Three of the four Dodgers eligible for salary arbitration this offseason are relief pitchers, with outfielder Alex Call the outlier as the only position player in the bunch.
With two years, 161 days of major league service time, Call is eligible for salary arbitration for the first time as a Super Two player. That distinction is reserved for the top 22 percent in service time among players with at least two years but not yet three years of service. The cutoff this year for Super Two status was two years, 140
days of service time.
The Dodgers acquired Call from the Nationals at the July 31 trade deadline, and he hit .247/.333/.384 with four doubles, two home runs, and a 103 wRC+ in his 85 plate appearances with the Dodgers, starting 12 games and playing in reserve in 26 others. Call was active all postseason and had four hits in 11 at-bats plus three walks and a hit by pitch, for a tidy .533 on-base percentage.
On the season, Call hit .267/.361/.385 with five home runs and a 113 wRC+ in 110 games, and in parts of four seasons with the Guardians, Nationals, and Dodgers Call is a .242/.342/.371 hitter with a 102 wRC+.

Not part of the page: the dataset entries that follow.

PR #9515, opened 2026-06-28
feat(rlp): rlp_walk_next CPS drop-in (WIP)

pirapira:
> Third in the stacked sequence of CPS-verified drop-ins for the cursor-walk RLP
> decode functions added in #9503/#9504 (`RlpWalk.lean`). Stacked on #9514 (in `main`).

## Goal

A verified CPS drop-in for the codegen guest `rlp_walk_next` (`RlpWalk.lean`, #9503):
decode the single RLP item at the cursor, advance past it, report its content length.

## Program + proofs (all `sorry`-free, axiom-clean: propext/Classical.choice/Quot.sound)

64-instruction body `rlp_walk_next_prog`, dispatching on the prefix byte; the two long
forms read the big-endian length field via a `slli/lbu/or` accumulation loop.

- Six per-form cases: `…_end_spec_within` (`cursor ≥ end` → `a1=2`), `…_single_spec_within`
  (`p<0x80`), `…_short_string_spec_within` (`0x80≤p<0xb8`), `…_long_string_spec_within`
  (`0xb8≤p<0xc0`, loop `wn_ls_loop`), `…_short_list_spec_within` (`0xc0≤p<0xf8`),
  `…_long_list_spec_within` (`p≥0xf8`, loop `wn_ll_loop`).
- Unified `…_spec_within`: one `cpsTripleWithin`, static preconditions, step bound `78`,
  six-way postcondition disjunction.

## ⚠ Strictness gap vs execution-specs — additional failure checks required

This proves the codegen guest **as written**, which is a *trusting* single-item stepper.
Comparison against Python execution-specs (`ethereum_rlp/rlp.py`) shows the guest accepts
inputs execution-specs **rejects** with `DecodingError`. Confirmed in #9515's proof: on the
long forms, `a2 = full span = 1 + lol + decoded` and `a0 = cursor + span` are reported
**unconditionally** — `endPtr` is consulted only by the initial `bgeu`, so a span (or even a
length field) that runs past `end` — *including a length declared in the parent node* — is
**not** rejected (`a0` can exceed `end` or wrap mod 2⁶⁴).

For a consensus-correct (strict, no-lenient-variant) drop-in, the program must gain four
checks, each a **new failure status** (more reasons to fail):

1. **Span-fits / bound** — reject when `advanced > endPtr` (item/length-field overruns the
   available bytes). execution-specs: `…_end_idx - 1 >= len(encoded) → raise`.
2. **Long-form minimal length** — reject long string/list with `decoded < 56` (`0x38`).
   execution-specs: `if len_decoded_data < 0x38: raise`.
3. **Length-field leading zero** — reject first length byte `== 0`.
   execution-specs: `if encoded_bytes[1] == 0: raise`.
4. **Single-byte short-string canonicality** — reject a 1-byte short string with
   `content[0] < 0x80` (needs a content read). execution-specs:
   `if len_raw_data == 1 and raw_data[0] < 0x80: raise`.

(1)–(3) are computable from prefix + length field + `end` the walker already holds; (4)
needs a content-byte read. These are **structural** canonicality/bounds, distinct from the
**scalar** canonicality (leading-zero of the integer value) already enforced in
`ContentToU256Be`/`ContentToU64`. Adding them changes the program (extra compares + fail
blocks) and the proofs (extra failure disjuncts). See the module docstring for the full
write-up.

## Verification

Full `lake build` green; `check-no-warnings`, `check-forbidden-tactics`, `check-unimported`,
`check-file-size` all pass.

### DIFF
--- a/EvmAsm/Rv64/RLP.lean
+++ b/EvmAsm/Rv64/RLP.lean
@@ -132,3 +132,4 @@ import EvmAsm.Rv64.RLP.UnifiedDecodeItemShortListValidated
 import EvmAsm.Rv64.RLP.ContentToU256Be
 import EvmAsm.Rv64.RLP.ContentToU64
 import EvmAsm.Rv64.RLP.WalkInit
+import EvmAsm.Rv64.RLP.WalkNext
--- a/EvmAsm/Rv64/RLP/WalkNext.lean
+++ b/EvmAsm/Rv64/RLP/WalkNext.lean
@@ -1,0 +1,197 @@
+/-
+  EvmAsm.Rv64.RLP.WalkNext
+
+  A verified RISC-V leaf subroutine: a CPS drop-in for the codegen guest function
+  `rlp_walk_next` emitted by `EvmAsm/Codegen/Programs/RlpWalk.lean`
+  (`rlpWalkNextFunction`, added in #9503's cursor-walk RLP decode work).
+
+  `rlp_walk_next` decodes the single RLP item at the cursor, advances the cursor
+  past it, and reports the item's content length. The content pointer is derived
+  by the caller as `advanced_cursor - content_length`. It is a list/item-structure
+  operation — it decodes no scalar value — so the scalar-canonicality rule
+  (enforced in `ContentToU256Be`/`ContentToU64`) does not apply here; this is a
+  *faithful* drop-in of the guest's per-form classification.
+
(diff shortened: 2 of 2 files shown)


pirapira:
There should be a guard against the item length is declared so big it goes over `endPtr`.

pirapira:
superseded by #9519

Let’s see how that compares with other outfielders with similar service time to go through salary arbitration recently, with the help of MLB Trade Rumors and their excellent tracking of such transactions, going back several years.

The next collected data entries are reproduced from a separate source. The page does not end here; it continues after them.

PR #9516, opened 2026-06-28
feat(rlp): make rlp_walk_init EXACT (bound + structural canonicality, distinct fail codes)

pirapira:
> Strict (execution-specs-equivalent) outer-list header parse for `rlp_walk_init`.
> Tracked by bead `evm-asm-l656f`. Follow-up to #9514 (faithful walk_init, merged).

## Why

The merged `rlp_walk_init` is a *trusting* parser: it positions the cursor past the
list header and sets `end = list_ptr + list_len` **without** reading the long-list
length field or checking the header/content fits. Python execution-specs
(`ethereum_rlp/rlp.py` `decode_to_sequence`) is **strict** — it rejects an
over-long / non-canonical list. (See the strictness findings in #9515.) `list_len`
reaches `walk_init` as the **exact** RLP framing, so EXACT is the right consistency check.

## What

Strict EXACT `rlp_walk_init` (53-instr program) with distinct status codes (`a2`):

| code | meaning |
|---|---|
| 0 | ok |
| 1 | not a list (`prefix < 0xc0`) |
| 2 | empty (`list_len == 0`) |
| 3 | short-list length mismatch (`1 + (prefix−0xc0) ≠ list_len`) |
| 4 | long-list header truncated (`1 + lol > list_len`) |
| 5 | long-list length-field leading zero (`len[0] == 0`) |
| 6 | long-list non-minimal (`decoded < 56`) |
| 7 | long-list length mismatch (`1 + lol + decoded ≠ list_len`) |

The long path reads the `lol`-byte big-endian length field and requires
`1 + lol + decoded == list_len`; short path requires `1 + (prefix−0xc0) == list_len`.
Clobbers `t0..t6`; all callers spill `a0/a1/a2` to `s`-regs immediately after the call.

## Status — complete

- [x] Codegen guest `rlp_walk_init` (RlpWalk.lean) — strict, distinct codes.
- [x] **EEST-validated**: 200 random Amsterdam blockchain_tests on spike → **200/200 PASS, 0 fail** (seed 992472044). The EXACT change rejects no valid block.
- [x] Verified `EvmAsm/Rv64/RLP/WalkInit.lean` re-proof — **all 9 outcomes proved** (empty/not-list/short/short-mismatch/long-truncated/leading-zero/non-minimal/long-mismatch/long-ok), length-field loop (`wi_len_loop`), and the **unified dispatch theorem** `rlp_walk_init_spec_within` (9-way, ≤81 steps).
- [x] **Axiom-clean**: `#print axioms rlp_walk_init_spec_within` → `propext`, `Classical.choice`, `Quot.sound` only. No `sorry`/`native_decide`/`bv_decide`.

Spinoff: `evm-asm-ifbx3` (P1) — add a `bytesRegion_lbu_within` variant with a nonzero
immediate offset (would have avoided the idx12 `ADDI;LBU` restructure).

### DIFF
--- a/EvmAsm/Rv64/RLP/WalkInit.lean
+++ b/EvmAsm/Rv64/RLP/WalkInit.lean
@@ -1246,4 +1246,100 @@ theorem wi_long_to_dec (base listBase listLen t0Old t1Old t2Old t3Old t4Old t5Ol
   rw [show (14 + 1 + 2 + (7 * lol + 1)) = 7 * lol + 18 from by ring] at c3
   exact cpsTripleWithin_weaken (fun h hp => by xperm_hyp hp) (fun h hp => by xperm_hyp hp) c3
 
+/-- **long non-minimal** (`prefix ≥ 0xf8`, `decoded < 56`): status `a2 = 6`.
+    (wi_long_to_dec ⨾ idx 24 LI 56 ⨾ idx 25 BLTU taken → idx 49,50.) -/
+theorem rlp_walk_init_lmin_spec_within
+    (base listBase raVal listLen a2Old t0Old t1Old t2Old t3Old t4Old t5Old t6Old : Word)
+    (listBytes : List (BitVec 8)) (listOff : Nat) (hsalign : listBase.toNat % 8 = 0)
+    (hoff : listOff < listBytes.length) (hover : listBase.toNat + listOff < 2 ^ 64)
+    (hvalid : isValidByteAccess (listBase + BitVec.ofNat 64 listOff) = true)
+    (hlen : listLen ≠ (0 : Word))
+    (h_ge : ¬ BitVec.ult ((listBytes[listOff]'hoff).zeroExtend 64) (0xc0 : Word) = true)
+    (h_ge_f8 : ¬ BitVec.ult ((listBytes[listOff]'hoff).zeroExtend 64) (0xf8 : Word) = true)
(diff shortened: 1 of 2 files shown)


EvmAsm/Rv64/RLP/WalkInit.lean
```diff
@@ -104,426 +147,1671 @@ instance (regionBase : Word) (bs : List (BitVec 8)) :
...
-            (.x12 ↦ᵣ (0 : Word)) **
-            ⌜¬ BitVec.ult ((listBytes[listOff]'hoff).zeroExtend 64) (0xf8 : Word) = true⌝) h))) := by
-  by_cases hfail : BitVec.ult ((listBytes[listOff]'hoff).zeroExtend 64) (0xc0 : Word) = true
-  · -- not-a-list (status 1)
-    have ht := cpsTripleWithin_frameR ((.x7 ↦ᵣ t2Old))
-      (by pcFree)
-      (rlp_walk_init_fail_spec_within base listBase raVal listLen a2Old t0Old t1Old listBytes listOff
-        hsalign hoff hover hvalid hfail)
+            (.x11 ↦ᵣ ((listBase + BitVec.ofNat 64 listOff) + listLen)) ** (.x12 ↦ᵣ (0 : Word)) **
+            ⌜True⌝) h))) := by
```
pirapira: These cases need to be more informative instead of ⌜True⌝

It’s difficult finding perfectly comparable players, and this group of Super Two players include some outliers. Jarren Duran and Mike Yastrzemski were coming off career years heading into arbitration for the first time. Duran and David Dahl were All-Stars. Daulton Varsho was (and is) an excellent outfielder and also occasionally caught in those early years. Hunter Renfroe averaged over 28 home runs in his first three full seasons. Taylor Ward had a better platform year with 23 home runs and a 136 wRC+ in 2022.
Anthony Santander has similar career numbers to Call, making that $2.1 million from five years ago look like a decent comp. But in 2019, Santander hit 20 home runs in a nearly full season followed up by 11 home runs and a 130 wRC+ in the pandemic-shortened 2020 campaign heading into his arbitration.
Call has been quite clearly more productive than MJ Melendez and Jarred Kelenic were to this point in their careers, but both had more than double the home runs hit by Call to date. It’s hard to know how much playing time weighs, but Melendez had to this point a full season’s worth of plate appearances more than Call, while Kelenic batted 41.6 percent more than Call.
JaCoby Jones through 2019 had nearly the same plate appearances and home runs as Call, with Call outperforming him at the plate and in Wins Above Replacement rather handily. To me, that makes the $1.575 million Jones earned in 2020 the floor for Call in 2026, plus whatever inflation adjustment might be needed.
Call was projected to make $1.5 million in 2026 by MLB Trade Rumors, while Cot’s Baseball Contract had the outfielder at $1.4 million. I’ll guess that Call exceeds that and surpasses Jones as well at $1.75 million.